Future directions: leveraging advanced technologies to address knowledge gaps

Addressing the complexities discussed above requires advancements in both methodology and model systems. While technological and experimental limitations have constrained past research, emerging techniques such as single-cell sequencing, spatial transcriptomics and metabolomics, hemodynamic and vascularized organoids modeling offer promising new avenues^[143-146]. These technologies enable deeper insights into the interplay between TKIs, RCC cells, and the surrounding endothelial network. Future studies should leverage these tools to explore resistance mechanisms at a higher resolution, ultimately guiding the development of more effective therapeutic strategies that consider both tumor-intrinsic and microenvironmental adaptations.

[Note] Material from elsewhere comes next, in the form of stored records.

PR #8082, opened 2019-03-18
[BEAM-6853] Add sdk-worker-parallelism and environment-cache-millis to python sdk

angoenka:
These options are already added in the java. We need to add them to python sdk to use them in python.

------------------------

Thank you for your contribution! Follow this checklist to help us incorporate your contribution quickly and easily:

 - [ ] [**Choose reviewer(s)**](https://beam.apache.org/contribute/#make-your-change) and mention them in a comment (`R: @username`).
 - [ ] Format the pull request title like `[BEAM-XXX] Fixes bug in ApproximateQuantiles`, where you replace `BEAM-XXX` with the appropriate JIRA issue, if applicable. This will automatically link the pull request to the issue.
 - [ ] If this contribution is large, please file an Apache [Individual Contributor License Agreement](https://www.apache.org/licenses/icla.pdf).

Post-Commit Tests Status (on master branch)
------------------------------------------------------------------------------------------------

Lang | SDK | Apex | Dataflow | Flink | Gearpump | Samza | Spark
--- | --- | --- | --- | --- | --- | --- | ---
Go | [Build Status](https://builds.apache.org/job/beam_PostCommit_Go/lastCompletedBuild/) | --- | --- | --- | --- | --- | ---
Java | [Build Status](https://builds.apache.org/job/beam_PostCommit_Java/lastCompletedBuild/) | [Build Status](https://builds.apache.org/job/beam_PostCommit_Java_ValidatesRunner_Apex/lastCompletedBuild/) | [Build Status](https://builds.apache.org/job/beam_PostCommit_Java_ValidatesRunner_Dataflow/lastCompletedBuild/) | [Build Status](https://builds.apache.org/job/beam_PostCommit_Java_ValidatesRunner_Flink/lastCompletedBuild/)<br>[Build Status](https://builds.apache.org/job/beam_PostCommit_Java_PVR_Flink_Batch/lastCompletedBuild/)<br>[Build Status](https://builds.apache.org/job/beam_PostCommit_Java_PVR_Flink_Streaming/lastCompletedBuild/) | [Build Status](https://builds.apache.org/job/beam_PostCommit_Java_ValidatesRunner_Gearpump/lastCompletedBuild/) | [Build Status](https://builds.apache.org/job/beam_PostCommit_Java_ValidatesRunner_Samza/lastCompletedBuild/) | [Build Status](https://builds.apache.org/job/beam_PostCommit_Java_ValidatesRunner_Spark/lastCompletedBuild/)
[...]

PR #8036, opened 2019-03-12
[BEAM-5663] Add Python 3.6 and Python 3.7 precommit test suites

RobbeSneyders:
This is is part of a series of PRs with goal to make Apache Beam PY3 compatible. The proposal with the outlined approach has been documented here: https://s.apache.org/beam-python-3.

This PR checks all unit tests for Python 3.6 and 3.7 to get an overview of remaining work.

Post-Commit Tests Status (on master branch)
------------------------------------------------------------------------------------------------

Lang | SDK | Apex | Dataflow | Flink | Gearpump | Samza | Spark
--- | --- | --- | --- | --- | --- | --- | ---
Go | [Build Status](https://builds.apache.org/job/beam_PostCommit_Go/lastCompletedBuild/) | --- | --- | --- | --- | --- | ---
Java | [Build Status](https://builds.apache.org/job/beam_PostCommit_Java/lastCompletedBuild/) | [Build Status](https://builds.apache.org/job/beam_PostCommit_Java_ValidatesRunner_Apex/lastCompletedBuild/) | [Build Status](https://builds.apache.org/job/beam_PostCommit_Java_ValidatesRunner_Dataflow/lastCompletedBuild/) | [Build Status](https://builds.apache.org/job/beam_PostCommit_Java_ValidatesRunner_Flink/lastCompletedBuild/)<br>[Build Status](https://builds.apache.org/job/beam_PostCommit_Java_PVR_Flink_Batch/lastCompletedBuild/)<br>[Build Status](https://builds.apache.org/job/beam_PostCommit_Java_PVR_Flink_Streaming/lastCompletedBuild/) | [Build Status](https://builds.apache.org/job/beam_PostCommit_Java_ValidatesRunner_Gearpump/lastCompletedBuild/) | [Build Status](https://builds.apache.org/job/beam_PostCommit_Java_ValidatesRunner_Samza/lastCompletedBuild/) | [Build Status](https://builds.apache.org/job/beam_PostCommit_Java_ValidatesRunner_Spark/lastCompletedBuild/)
[...]

PR #8225, opened 2019-04-04
[BEAM-6942]  Make modifications to pipeline options to be visible to all views.

tvalentyn:
This PR:
-  fixes a bug in pipeline options implementation that makes changes of multi-valued pipeline options in one view to be invisible by other views of the same pipeline options. The bug manifests when  multi-valued options are not empty before modification.
- adds documentation and unit tests for codepaths affected by the bug and the fix.
- cleans up experiment propagation in Dataflow runner and removes the no longer required propagation of dataflow_kms_key.

------------------------

--- | --- | --- | --- | ---

### DIFF
--- a/sdks/python/apache_beam/options/pipeline_options.py
+++ b/sdks/python/apache_beam/options/pipeline_options.py
@@ -117,11 +117,13 @@ class _BeamArgumentParser(argparse.ArgumentParser):
 
 
 class PipelineOptions(HasDisplayData):
-  """Pipeline options class used as container for command line options.
+  """Subclasses of this class are used as containers for command line options.
 
-  The class is essentially a wrapper over the standard argparse Python module
+  These classes are wrappers over the standard argparse Python module
   (see https://docs.python.org/3/library/argparse.html).  To define one option
-  or a group of options you subclass from PipelineOptions::
+  or a group of options, create a subclass from PipelineOptions.
+
+  Example Usage::
 
     class XyzOptions(PipelineOptions):
 
@@ -134,11 +136,19 @@ class PipelineOptions(HasDisplayData):
   described in the argparse public documentation.
 
   Pipeline objects require an options object during initialization.
-  This is obtained simply by initializing an options class as defined above::
+  This is obtained simply by initializing an options class as defined above.
+
+  Example Usage::
 
     p = Pipeline(options=XyzOptions())
     if p.options.xyz == 'end':
       raise ValueError('Option xyz has an invalid value.')
+
+  Instances of PipelineOptions or any of its subclass have access to values
+  defined by other PipelineOption subclasses (see get_all_options()), and
+  can be converted to an instance of another PipelineOptions subclass
+  (see view_as()). All views share the underlying data structure that stores
+  option key-value pairs.
 
   By default the options classes will use command line arguments to initialize
   the options.
@@ -150,7 +160,7 @@ class PipelineOptions(HasDisplayData):
     arguments and then parse the command line specified by flags or by default
     the one obtained from sys.argv.
 
-    The subclasses are not expected to require a redefinition of __init__.
+    The subclasses of PipelineOptions should not redefine __init__.
 
     Args:
       flags: An iterable of command line arguments to be used. If not specified
@@ -158,19 +168,39 @@ class PipelineOptions(HasDisplayData):
 
       **kwargs: Add overrides for arguments passed in flags.
     """
+    # self._flags stores a list of not yet parsed arguments, typically,
+    # command-line flags. This list is shared across different views.
+    # See: view_as().
     self._flags = flags
-    self._all_options = kwargs
-    parser = _BeamArgumentParser()
 
+    # Build parser that will parse options recognized by the [sub]class of
+    # PipelineOptions whose object is being instantiated.
+    parser = _BeamArgumentParser()
     for cls in type(self).mro():
       if cls == PipelineOptions:
         break
       elif '_add_argparse_args' in cls.__dict__:
         cls._add_argparse_args(parser)
-    # The _visible_options attribute will contain only those options from the
-    # flags (i.e., command line) that can be recognized. The _all_options
-    # field contains additional overrides.
+
+    # The _visible_options attribute will contain options that were recognized
+    # by the parser.
     self._visible_options, _ = parser.parse_known_args(flags)
+
+    # self._all_options is initialized with overrides to flag values,
+    # provided in kwargs, and will store key-value pairs for options recognized
+    # by current PipelineOptions [sub]class and its views that may be created.
+    # See: view_as().
+    # This dictionary is shared across different views, and is lazily updated
+    # as each new views are created.
+    # Users access this dictionary store via __getattr__ / __setattr__ methods.
+    self._all_options = kwargs
+
+    # Initialize values of keys defined by this class.
+    for option_name in self._visible_option_list():
+      # Note that options specified in kwargs will not be overwritten.
+      if option_name not in self._all_options:
+        self._all_options[option_name] = getattr(self._visible_options,
+                                                 option_name)
 
   @classmethod
   def _add_argparse_args(cls, parser):
@@ -246,7 +276,40 @@ class PipelineOptions(HasDisplayData):
     return self.get_all_options(True)
 
   def view_as(self, cls):
+    """Returns a view of current object as provided PipelineOption subclass.
+
+    Example Usage::
+
+      options = PipelineOptions(['--runner', 'Direct', '--streaming'])
+      standard_options = options.view_as(StandardOptions)
+      if standard_options.streaming:
+        # ... start a streaming job ...
+
+    Note that options objects may have multiple views, and modifications
+    of values in any view-object will apply to current object and other
+    view-objects.
+
+    Args:
+      cls: PipelineOptions class or any of its subclasses.
+
+    Returns:
+      An instance of cls that is intitialized using options contained in current
+      object.
+
+    """
     view = cls(self._flags)
+    for option_name in view._visible_option_list():
+      # Initialize values of keys defined by a cls.
+      #
+      # Note that we do initialization only once per key to make sure that
+      # values in _all_options dict are not-recreated with each new view.
+      # This is important to make sure that values of multi-options keys are
+      # backed by the same list across multiple views, and that any overrides of
+      # pipeline options already stored in _all_options are preserved.
+      if option_name not in self._all_options:
+        self._all_options[option_name] = getattr(view._visible_options,
+                                                 option_name)
+    # Note that views will still store _all_options of the source object.
     view._all_options = self._all_options
     return view
 
@@ -264,7 +327,7 @@ class PipelineOptions(HasDisplayData):
     if name[:2] == name[-2:] == '__':
       return object.__getattribute__(self, name)
     elif name in self._visible_option_list():
-      return self._all_options.get(name, getattr(self._visible_options, name))
+      return self._all_options[name]
     else:
       raise AttributeError("'%s' object has no attribute '%s'" %
                            (type(self).__name__, name))
--- a/sdks/python/apache_beam/options/pipeline_options.py
+++ b/sdks/python/apache_beam/options/pipeline_options.py
@@ -70,9 +70,9 @@ class _BeamArgumentParser(argparse.ArgumentParser):
       @classmethod
 
       def _add_argparse_args(cls, parser):
-        parser.add_value_provider_argument('--vp-arg1', default='start')
-        parser.add_value_provider_argument('--vp-arg2')
-        parser.add_argument('--non-vp-arg')
+        parser.add_value_provider_argument('--vp_arg1', default='start')
+        parser.add_value_provider_argument('--vp_arg2')
+        parser.add_argument('--non_vp_arg')
 
   """
   def add_value_provider_argument(self, *args, **kwargs):
@@ -801,13 +801,13 @@ class PortableOptions(PipelineOptions):
               '"<ENV_VAL>"} }. All fields in the json are optional except '
               'command.'))
     parser.add_argument(
-        '--sdk-worker-parallelism', default=None,
+        '--sdk_worker_parallelism', default=None,
         help=('Sets the number of sdk worker processes that will run on each '
               'worker node. Default is 1. If 0, it will be automatically set '
               'by the runner by looking at different parameters (e.g. number '
               'of CPU cores on the worker machine).'))
     parser.add_argument(
-        '--environment-cache-millis', default=0,
+        '--environment_cache_millis', default=0,
         help=('Duration in milliseconds for environment cache within a job. '
               '0 means no caching.'))
 
--- a/sdks/python/apache_beam/options/pipeline_options.py
+++ b/sdks/python/apache_beam/options/pipeline_options.py
@@ -117,7 +117,7 @@ class _BeamArgumentParser(argparse.ArgumentParser):
 
 
 class PipelineOptions(HasDisplayData):
-  """Subclasses of this class are used as containers for command line options.
+  """This class and subclasses are used as containers for command line options.
 
   These classes are wrappers over the standard argparse Python module
   (see https://docs.python.org/3/library/argparse.html).  To define one option
@@ -160,7 +160,7 @@ class PipelineOptions(HasDisplayData):
     arguments and then parse the command line specified by flags or by default
     the one obtained from sys.argv.
 
-    The subclasses of PipelineOptions should not redefine __init__.
+    The subclasses of PipelineOptions do not need to redefine __init__.
 
     Args:
       flags: An iterable of command line arguments to be used. If not specified
--- a/sdks/python/apache_beam/options/pipeline_options_test.py
+++ b/sdks/python/apache_beam/options/pipeline_options_test.py
@@ -120,6 +120,16 @@ class PipelineOptionsTest(unittest.TestCase):
           '--mock_multi_option', action='append', help='mock multi option')
       parser.add_argument('--option with space', help='mock option with space')
 
+  # Use with MockOptions in test cases where multiple option classes are needed.
+  class FakeOptions(PipelineOptions):
+
+    @classmethod
+    def _add_argparse_args(cls, parser):
+      parser.add_argument('--fake_flag', action='store_true', help='fake flag')
+      parser.add_argument('--fake_option', help='fake option')
+      parser.add_argument(
+          '--fake_multi_option', action='append', help='fake multi option')
+
   def test_display_data(self):
     for case in PipelineOptionsTest.TEST_CASES:
       options = PipelineOptions(flags=case['flags'])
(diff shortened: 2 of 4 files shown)


tvalentyn:
Run Python Postcommit

tvalentyn:
Run Python PostCommit

tvalentyn:
R: @udim 
cc: @aaltay, @robertwb

tvalentyn:
Run Python PostCommit

tvalentyn:
retest this please

tvalentyn:
Run Portable_Python PreCommit

tvalentyn:
Python SDK PostCommit Tests

tvalentyn:
Run Portable_Python PreCommit

tvalentyn:
Python SDK PostCommit Tests

tvalentyn:
Run Python PostCommit

tvalentyn:
Run Portable_Python PreCommit

sdks/python/apache_beam/options/pipeline_options.py
```diff
@@ -796,13 +796,13 @@ def _add_argparse_args(cls, parser):
...
     parser.add_argument(
-        '--sdk-worker-parallelism', default=None,
+        '--sdk_worker_parallelism', default=None,
         help=('Sets the number of sdk worker processes that will run on each '
               'worker node. Default is 1. If 0, it will be automatically set '
               'by the runner by looking at different parameters (e.g. number '
               'of CPU cores on the worker machine).'))
     parser.add_argument(
-        '--environment-cache-millis', default=0,
+        '--environment_cache_millis', default=0,
```
tvalentyn: @goenka, @robertwb, I rootcaused remaining failure on this PR to this typo. 
With this PR, but without fixing this typo, PortableRunner tests fail because the value `environment_cache_millis=10000` set in https://github.com/apache/beam/blob/37556f2cd3ce32e23e16cb653632eafd7169c8e2/sdks/python/build.gradle#L182 is propagated, and then we end up losing correct path to a temporary location stored in the environment while running the test. However I don't fully understand why the test without any changes currently passes. It is possible that another error is lurking somewhere. Do you have any ideas? Also, where is  `environment_cache_millis` actually used? 
cc: @aaltay.

tvalentyn:
@robertwb, I'd appreciate your feedback on this change, in particular whether you think modifications of views of PipelineOptions should modify the options, or instead, views should have been made read-only.
Also, do you think methods of PipelineOptions class need to be made thread-safe if modifying views is allowed. Thank you.

robertwb:
I looked at the first commit, and I think this change makes sense--modification of the view should change the (one source of truth) underlying data. I don't think thread safety is required here. 

Don't really have any light to shed on the environment_cache_millis changes though. @angoenka would know more about this.

tvalentyn:
@ehudm, this is ready for review.

tvalentyn:
@udim, this is ready for review.

sdks/python/apache_beam/options/pipeline_options.py
udim: This might be an incomplete implementation. I found this still open bug: https://issues.apache.org/jira/browse/BEAM-6853

tvalentyn: Thanks, left a comment there.

tvalentyn: Looks like these flags are used in https://github.com/apache/beam/blob/master/runners/flink/src/main/java/org/apache/beam/runners/flink/translation/functions/ReferenceCountingFlinkExecutableStageContextFactory.java.
We should look how PortableOptions from Python SDK are currently passed to the Flink Java Runner, as something may be off there.

tvalentyn: @udim pointed me to  the codepath that allows adding options not defined in any of PipelineOptions subclasses: https://github.com/apache/beam/blob/120394be6ca979892bce98bdea6ca01439b22476/sdks/python/apache_beam/options/pipeline_options.py#L227 After looking further, I think I understand what happens:
1) PortableRunner sends a request to get pipeline supported by any given Runner implementing FnAPI: https://github.com/apache/beam/blob/684f8130284a7c7979773300d04e5473ca0ac8f3/sdks/python/apache_beam/runners/portability/portable_runner.py#L251
2) Flink runner replies that `environment_cache_millis` is a supported option.
3) We dynamically try to make `environment_cache_millis` as an option recognizable by arguments the parser in https://github.com/apache/beam/blob/120394be6ca979892bce98bdea6ca01439b22476/sdks/python/apache_beam/runners/portability/portable_runner.py#L281, by specifying add_extra_args_fn.
4)  PortableOptions declares `environment-cache-millis` as an option. Even though the name contains dashes, `argparse` will store the value for this option in a dictionary with a key where dashes are normalized to underscores: https://docs.python.org/dev/library/argparse.html#dest.
5) With this PR, since the value for `environment-cache-millis` is NOT specified on the command line (but a value with underscores is set to 10000), `self._all_options['environment_cache_millis']` is initialized to 0, the current default value. This value takes precedence in `get_all_options()`: https://github.com/apache/beam/blob/120394be6ca979892bce98bdea6ca01439b22476/sdks/python/apache_beam/options/pipeline_options.py#L237, and causes the test to fail.
6) Without this PR, the value for `environment_cache_millis` in `self._all_options` will be initialized to 0 at the first access https://github.com/apache/beam/blob/120394be6ca979892bce98bdea6ca01439b22476/sdks/python/apache_beam/options/pipeline_options.py#L267, but this never happens because `environment_cache_millis` is not used anywhere in Python SDK, so the test passes.

tvalentyn: Further thoughts on this: 
1. Why is some subset of Flink runner options defined in PortableOptions. It seems that we should remove them, since they are not used by PortableRunner? Any thoughts, @angoenka, @robertwb ?
2. If we need to keep `environment_cache_millis` in `PortableOptions`, is the default 0 reasonable?
3. We should avoid using dashes in pipeline options. Emitting a warning seems to be the safest way, failing or converting them to underscores will be breaking changes.

udim: Thanks for the thorough investigation!

sdks/python/apache_beam/options/pipeline_options.py
```diff
@@ -117,28 +117,34 @@ def error(self, message):
...
-  or a group of options you subclass from PipelineOptions::
+  or a group of options, create a subclass from PipelineOptions:
 
-    class XyzOptions(PipelineOptions):
-
-      @classmethod
-      def _add_argparse_args(cls, parser):
-        parser.add_argument('--abc', default='start')
-        parser.add_argument('--xyz', default='end')
+  |  class XyzOptions(PipelineOptions):
```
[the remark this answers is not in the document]
tvalentyn: Thanks, I found a better way to fix docs errors.

tvalentyn:
@aaltay PTAL. If you don't have any comments, let's merge this once tests pass.

tvalentyn:
Thanks for review, @udim.

sdks/python/apache_beam/options/pipeline_options.py
```diff
@@ -70,9 +70,9 @@ class TemplateUserOptions(PipelineOptions):
       @classmethod
 
       def _add_argparse_args(cls, parser):
-        parser.add_value_provider_argument('--vp-arg1', default='start')
-        parser.add_value_provider_argument('--vp-arg2')
-        parser.add_argument('--non-vp-arg')
+        parser.add_value_provider_argument('--vp_arg1', default='start')
```
aaltay: Why do we change these examples? Are not -vp-arg1 a valid argument?

sdks/python/apache_beam/options/pipeline_options.py
```diff
@@ -117,11 +117,13 @@ def error(self, message):
 
 
 class PipelineOptions(HasDisplayData):
-  """Pipeline options class used as container for command line options.
+  """Subclasses of this class are used as containers for command line options.
```
aaltay: nit: This class is also used as a container.

sdks/python/apache_beam/options/pipeline_options.py
```diff
@@ -150,28 +160,48 @@ def __init__(self, flags=None, **kwargs):
     arguments and then parse the command line specified by flags or by default
     the one obtained from sys.argv.
 
-    The subclasses are not expected to require a redefinition of __init__.
+    The subclasses of PipelineOptions should not redefine __init__.
```
aaltay: What happens if they define an __init__ and call super's __init__ as well?

sdks/python/apache_beam/options/pipeline_options.py
```diff
@@ -246,7 +276,40 @@ def display_data(self):
...
+      #
+      # Note that we do initialization only once per key to make sure that
+      # values in _all_options dict are not-recreated with each new view.
+      # This is important to make sure that values of multi-options keys are
+      # backed by the same list across multiple views, and that any overrides of
+      # pipeline options already stored in _all_options are preserved.
+      if option_name not in self._all_options:
+        self._all_options[option_name] = getattr(view._visible_options,
+                                                 option_name)
+    # Note that views will still store _all_options of the source object.
```
aaltay: Would not this result in views that expose attributes that are not meant to be part of that view?

sdks/python/apache_beam/options/pipeline_options.py
```diff
@@ -738,13 +801,13 @@ def _add_argparse_args(cls, parser):
               '"<ENV_VAL>"} }. All fields in the json are optional except '
               'command.'))
     parser.add_argument(
-        '--sdk-worker-parallelism', default=None,
+        '--sdk_worker_parallelism', default=None,
```
aaltay: Would not this change be backward incompatible? Does argparse do an auto conversion?

sdks/python/apache_beam/options/pipeline_options.py
aaltay: Some of these could be removed now that there is RunnerOptions. @mxm will have context on this.

sdks/python/apache_beam/options/pipeline_options.py
tvalentyn: Argparse will use the same key for storing flags with dashes and flags with underscores, but argparse will not consider them the same flags.  See also my comment above: https://github.com/apache/beam/pull/8225#discussion_r274140134

tvalentyn: So if we declare a flag with dashes, argparse will ignore a flag with underscores passed on the command line.

sdks/python/apache_beam/options/pipeline_options.py
tvalentyn: I want to discourage using dashes in the name. Argparse considers them valid, but as @udim has checked, flags with dashes passed in `**kwargs` parameter of PipelineOptions constructor will not overwrite flags with dashes defined in `_add_argparse_args()` method. Argparse normalizes dashes to underscores, but Beam does not. I was thinking about sending a PR to emit a warning when dashes are used to encourage users to stop using them.

sdks/python/apache_beam/options/pipeline_options.py
tvalentyn: Things should work. Do you prefer a different wording? `The subclasses of PipelineOptions do not need to redefine __init__` perhaps?

sdks/python/apache_beam/options/pipeline_options.py
tvalentyn: No, what is exposed by a view will be defined by `getattr` which calls `_visible_option_list`, which returns `_visible_options`, which are the options recognized by the parser which are populated during  `view = cls(self._flags)`. The view may still store default values defined by previous views, but should not expose them. It would be prudent to add a test for this, looks like there isn't one already.

I think there will be undefined behavior if multiple options define the same flag with different default values, and the flag is not set on the command line.

sdks/python/apache_beam/options/pipeline_options.py
tvalentyn: I think `PortableOptions` should contain options that all Portable Runners are expected to support and `RunnerOptions` may be something that will be obtained from the runner and represent runner-specific options that SDK cannot be aware of. Looks like current `RunnerOptions` class is not used, instead we try to get runner-specific options via JobApi, see https://github.com/apache/beam/blob/e4cf63b9c69cdd8ce37208bb301595f5f2af12c8/sdks/python/apache_beam/runners/portability/portable_runner.py#L281 and above. More changes may be needed to create PipelineOptions subclasses dynamically... Oh well. This is beyond the scope of this PR.

sdks/python/apache_beam/options/pipeline_options.py
tvalentyn: Fair point. Updated.

sdks/python/apache_beam/options/pipeline_options.py
tvalentyn: Changed this, ptal.

sdks/python/apache_beam/options/pipeline_options.py
tvalentyn: Added a test.

tvalentyn:
Thanks, @aaltay, PTAL.

tvalentyn:
Precommit failure looks unrelated: https://github.com/apache/beam/pull/8036#issuecomment-482442925.

tvalentyn:
Run Python PreCommit

sdks/python/apache_beam/options/pipeline_options.py
mxm: @tvalentyn Thanks for taking the time to look at this. I agree that the pipeline options retrieval is not obvious and can cause some confusion. However, before we had to replicate options in all SDKs which proofed to be error-prone.

>  Why is some subset of Flink runner options defined in PortableOptions? It seems that we should remove them, since they are not used by PortableRunner? 

`EnvironmentCacheMillis` is only used by the Flink Runner but it was assumed to be applicable to all portable Runners. I can't speak for Dataflow, but I know that it will be useful for Spark as well. It's used for batch workloads where subsequent operators want to reuse the same environment, e.g. read a local file produced by the preceding operator. I think we could find a better solution for this in the future.

The only other option I see is `sdkWorkerParallelism`. We have experimented with this for the Flink Runner with different work loads and I'm sure other Runners may want to have control over the Harness parallelism.

> If we need to keep environment_cache_millis in PortableOptions, is the default 0 reasonable?

`0` is the default in the Java SDK: https://github.com/apache/beam/commit/63ddad144c1ca7066673b0756c25962f24c899ee#diff-a42abc13cb0431ddc407d59b6023c873R92

>Looks like current RunnerOptions class is not used, instead we try to get runner-specific options via JobApi

`RunnerOptions` is merely a place holder. The `DescribePipelineOptions` request returns all available options from the Java SDK, including their default values.

tvalentyn: - Thanks, @mxm. I think the meaning of PortableOptions, and the relationship PortableOptions vs RunnerOptions is not obvious and may confuse users. 
- Keeping options common for all/most runners in PortableOptions SGTM. One possibility can be to unify PortableOptions and RunnerOptions in one class (RunnerOptions?) and document that the list of options in this class is not exhaustive. 
- We'd need to add instructions how a user could find which options are supported by a portable runner X.

sdks/python/apache_beam/options/pipeline_options.py
aaltay: A warning would be good in that case. (We can resolve this comment.)

sdks/python/apache_beam/options/pipeline_options.py
aaltay: New versions looks good, thanks.

sdks/python/apache_beam/options/pipeline_options.py
aaltay: Great, thanks!

sdks/python/apache_beam/options/pipeline_options.py
aaltay: This is a bit confusing.

Would a user's pipeline break if they have been using the 'sdk-worker-parallelism' version in command line or by directly passing to pipeline options in kwargs?

aaltay:
Left one last question related to backward compatibility of 'sdk-worker-parallelism' change. Otherwise this change looks good and we do not need to block on open questions.

Thank you!

sdks/python/apache_beam/options/pipeline_options.py
tvalentyn: Yes, this would have been a backwards-incompatible change. Luckily, looks like sdk-worker-parallelism didn't make it into 2.12.0: https://github.com/apache/beam/blob/release-2.12.0/sdks/python/apache_beam/options/pipeline_options.py#L719.

tvalentyn: The two options with dashes were added in https://github.com/apache/beam/pull/8082

tvalentyn: This may help clarify argparse behavior:
```
In [1]: import argparse

In [2]: parser=argparse.ArgumentParser()

In [3]: parser.add_argument('--flag-with-dash')
Out[3]: _StoreAction(option_strings=['--flag-with-dash'], dest='flag_with_dash', nargs=None, const=None, default=None, type=None, choices=None, help=None, metavar=None)                                          

In [5]: parser.parse_args(['--flag-with-dash=abc'])
Out[5]: Namespace(flag_with_dash='abc')

In [6]: parser.parse_args(['--flag_with_dash=I am using underscores instead of dashes in flag name!'])
usage: ipython [-h] [--flag-with-dash FLAG_WITH_DASH]
ipython: error: unrecognized arguments: --flag_with_dash=I am using underscores instead of dashes in flag name!
An exception has occurred, use %tb to see the full traceback.

In [7]: parser.add_argument('--flag_with_dash')
Out[7]: _StoreAction(option_strings=['--flag_with_dash'], dest='flag_with_dash', nargs=None, const=None, default=None, type=None, choices=None, help=None, metavar=None)                                          

In [8]: parser.parse_args(['--flag_with_dash=Now I can use both dashes and underscores'])
Out[8]: Namespace(flag_with_dash='Now I can use both dashes and underscores')

In [9]: parser.parse_args(['--flag-with-dash=Same store is used for flags with dashes and underscores'])
Out[9]: Namespace(flag_with_dash='Same store is used for flags with dashes and underscores')
```

tvalentyn:
Thanks for detailed review, PTAL, @aaltay .

sdks/python/apache_beam/options/pipeline_options.py
aaltay: Awesome, sounds like we are safe.

sdks/python/apache_beam/options/pipeline_options.py
mxm: I think we could get rid of RunnerOptions. We created this class just as a dummy when we removed the FlinkOptions from the Python SDK after option fetching had been implemented. 

Not a bad idea to rename rename PortableOptions to RunnerOptions, but we would have to check other SDKs for consistency, e.g. Java has PortablePipelineOptions which are also transferred to the Python SDK.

In summary, while significant progress has been made in understanding RCC TKI resistance, critical gaps remain. Future research should expand beyond sunitinib to newer TKIs, explore metabolic reprogramming as a key resistance mechanism, and incorporate large-scale, systematic studies. Shifting focus from tumor-centric to microenvironment-centric approaches may provide novel insights into overcoming resistance. With ongoing advancements in technology and research methodologies, future studies have the potential to refine therapeutic strategies and improve patient outcomes in RCC.